• _What is needed_:
From the entries below, determine the number of lines that contain "Management". Give that number by itself.

[Collected data]

PR #73, opened 2026-06-12
ID-152 Add metadata endpoint with a CapabilityStatement

FlexonyoPizza:
# Summary
The MockPASServer module in mock_pas_server.rb contains a FHIR CapabilityStatement from pas_server_capability_statement.json when a client requests the payer server's metadata endpoint. At boot time, the v2.2.1 client suite registers a route binding that URL to a lambda that fetches the capability_statement_response. When a request arrives, the method reads the JSON file from disk on first call (caching it in memory for subsequent requests) and returns a standard HTTP 200 response with a FHIR-typed JSON body.


lib/davinci_pas_test_kit/client/v2.2.1/client_suite.rb
```diff
@@ -126,6 +127,15 @@ class ClientSuite < Inferno::TestSuite
         SMARTAppLaunch::MockSMARTServer.smart_server_metadata(id)
       })
 
+      # FHIR capability statement for the simulated PAS payer server, declaring
+      # subscription support as required by the PAS IG.
+      route(:get, FHIR_METADATA_PATH, lambda { |env|
+        MockPASServer.capability_statement_response(env)
+      })
+      route(:get, SESSION_FHIR_METADATA_PATH, lambda { |env|
```
ljtucker, line 135: Why have two routes that produce the exact same document?

ljtucker (changes requested):

lib/davinci_pas_test_kit/client/v2.2.1/client_suite.rb
FlexonyoPizza: My original intent was to just implement the one route: "FHIR_METADATA_PATH" which uses a generic URL and a token in the request header that inferno looks up to figure out which session it belongs to. Copilot suggested that I also implement a path-based route as well that includes the session ID directly in the URL so theres no token lookup needed since some clients could be configured that way.

ljtucker: I'd say that if there are other examples of this in this suite that you can point to, then let's keep it. But if this would be the only URL the suite is hosting that you dont need a token lookup for, then we should not include it.

karlnaden: Both routes are needed. The PAS client tests support a session-specific fhir server url and these will need a metadata endpoint. There might be a fancy way to have a single route cover both flavors, but not sure it is worth it.

ljtucker: In that case, approved!

FlexonyoPizza: Yes it looks like there are other endpoints in this suite that use both URL variants. In **client_urls.rb**, you can see other endpoints follow the same format like:

SUBMIT_PATH = "#{FHIR_PATH}/Claim/$submit".freeze
SESSION_SUBMIT_PATH = SESSION_PATH_PLACEHOLDER + SUBMIT_PATH

INQUIRE_PATH = "#{FHIR_PATH}/Claim/$inquire".freeze
SESSION_INQUIRE_PATH = SESSION_PATH_PLACEHOLDER + INQUIRE_PATH

FHIR_SUBSCRIPTION_PATH = "#{FHIR_PATH}/Subscription".freeze
SESSION_FHIR_SUBSCRIPTION_PATH = SESSION_PATH_PLACEHOLDER + FHIR_SUBSCRIPTION_PATH

ljtucker (approved):

lib/davinci_pas_test_kit/client/metadata/pas_server_capability_statement.json
```diff
@@ -0,0 +1,138 @@
...
+          "display" : "United States of America"
+        }
+      ]
+    }
+  ],
+  "kind" : "requirements",
+  "fhirVersion" : "4.0.1",
+  "format" : [
+    "json",
+    "xml"
```
karlnaden: remove - inferno doesn't support XML

lib/davinci_pas_test_kit/client/metadata/pas_server_capability_statement.json
```diff
@@ -0,0 +1,138 @@
...
+      "coding" : [
+        {
+          "system" : "urn:iso:std:iso:3166",
+          "code" : "US",
+          "display" : "United States of America"
+        }
+      ]
+    }
+  ],
+  "kind" : "requirements",
```
karlnaden: Needs to be an `instance` kind, which will require some additional stuff around elements `software` and `implementation`

```suggestion
  "kind" : "instance",
```

lib/davinci_pas_test_kit/client/metadata/pas_server_capability_statement.json
```diff
@@ -0,0 +1,138 @@
+{
+  "resourceType" : "CapabilityStatement",
+  "id" : "IntermediaryCapabilities",
+  "language" : "en",
+  "text" : {
```
karlnaden: we're going to need to alter the contents, so I think removing the `langauge` and `text` is necessary to prevent it from getting out of sync

lib/davinci_pas_test_kit/client/metadata/pas_server_capability_statement.json
```diff
@@ -0,0 +1,138 @@
...
+  },
+  "extension" : [
```
karlnaden: these extensions can all be removed as they are relevant to the published version, not Inferno's version

lib/davinci_pas_test_kit/client/metadata/pas_server_capability_statement.json
```diff
@@ -0,0 +1,138 @@
...
+          {
+            "url" : "http://hl7.org/fhir/StructureDefinition/structuredefinition-conformance-derivedFrom",
+            "valueCanonical" : "http://hl7.org/fhir/us/davinci-pas/ImplementationGuide/hl7.fhir.us.davinci-pas"
+          }
+        ]
+      }
+    }
+  ],
+  "url" : "http://hl7.org/fhir/us/davinci-pas/CapabilityStatement/IntermediaryCapabilities",
+  "version" : "2.2.1",
```
karlnaden: I think we don't want a canonical URL and version, remove.

lib/davinci_pas_test_kit/client/metadata/pas_server_capability_statement.json
```diff
@@ -0,0 +1,138 @@
+{
+  "resourceType" : "CapabilityStatement",
+  "id" : "IntermediaryCapabilities",
```
karlnaden: remove the id

lib/davinci_pas_test_kit/client/metadata/pas_server_capability_statement.json
```diff
@@ -0,0 +1,138 @@
...
+            "valueCanonical" : "http://hl7.org/fhir/us/davinci-pas/ImplementationGuide/hl7.fhir.us.davinci-pas"
+          }
+        ]
+      }
+    }
+  ],
+  "url" : "http://hl7.org/fhir/us/davinci-pas/CapabilityStatement/IntermediaryCapabilities",
+  "version" : "2.2.1",
+  "name" : "PASIntermediary",
+  "title" : "Intermediary PAS Capabilities",
```
karlnaden: Update name and title to pertain to the particular PAS suite.

lib/davinci_pas_test_kit/client/metadata/pas_server_capability_statement.json
```diff
@@ -0,0 +1,138 @@
...
+  "status" : "active",
+  "experimental" : false,
+  "date" : "2023-08-08",
```
karlnaden: Update to a current date.

lib/davinci_pas_test_kit/client/metadata/pas_server_capability_statement.json
```diff
@@ -0,0 +1,138 @@
...
+  "publisher" : "HL7 International / Financial Management",
+  "contact" : [
```
karlnaden: remove publisher and contact

lib/davinci_pas_test_kit/client/metadata/pas_server_capability_statement.json
```diff
@@ -0,0 +1,138 @@
...
+      "name" : "HL7 International / Financial Management",
+      "telecom" : [
+        {
+          "system" : "url",
+          "value" : "http://www.hl7.org/Special/committees/fm"
+        }
+      ]
+    }
+  ],
+  "description" : "Capabilities required for an Intermediary participating in a PAS Exchange.",
```
karlnaden: update description to match name/title (details of the specific suite)

lib/davinci_pas_test_kit/client/metadata/pas_server_capability_statement.json
```diff
@@ -0,0 +1,138 @@
...
+  "jurisdiction" : [
```
karlnaden: remove jurisdiction

karlnaden (changes requested):
CapabilityStatement cleanup needed.  For the `software` and `implementation` elements needed for a `instance` kind, see an example [here](https://hl7.org/fhir/R4/capabilitystatement-example.json.html).

lib/davinci_pas_test_kit/client/metadata/pas_server_capability_statement.json
```diff
@@ -0,0 +1,54 @@
+{
+  "resourceType" : "CapabilityStatement",
+  "name" : "DaVinciPASClientSuiteV221SimulatedPayerServer",
+  "title" : "Da Vinci PAS Client Suite v2.2.1 Simulated Payer Server",
+  "status" : "active",
+  "experimental" : false,
+  "date" : "2026-06-15",
+  "description" : "CapabilityStatement for the Da Vinci PAS Client Suite v2.2.1 simulated payer/intermediary server. Declares support for the PAS $submit and $inquire operations on Claim and Subscription create/update/delete so that clients under test can discover subscription support.",
+  "kind" : "instance",
```
karlnaden, line 9: with kind = "instance", you need to add the `software` and `implementation` elements. Something like the below.

```suggestion
  "kind" : "instance",
  "software": {
    "name": "DaVinciPASClientSuiteV221SimulatedPayerServer"
  },
  "implementation": {
    "description": "Inferno Da Vinci PAS Client Suite v2.2.1 Simulated Payer Server"
  },
```

karlnaden (changes requested):
one more addition

karlnaden (approved):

• _Response box_:
2